• **WHAT TO WORK ON**
Your answer should consist of every line in the records that holds "opened".
[Opening EXTRACTED RECORDS section]
PR #4358, opened 2026-05-21
[CB] Menu is displayed under opened forms in the Administration page

sergeyteleshev:
closes https://github.com/dbeaver/pro/issues/9362

The main issue was a conflict between the portal dialog and z-index, so I removed the custom handling and let AriaKit manage it entirely.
[Closing EXTRACTED RECORDS section]
• **TASK ANSWER**
PR #4358, opened 2026-05-21
[CB] Menu is displayed under opened forms in the Administration page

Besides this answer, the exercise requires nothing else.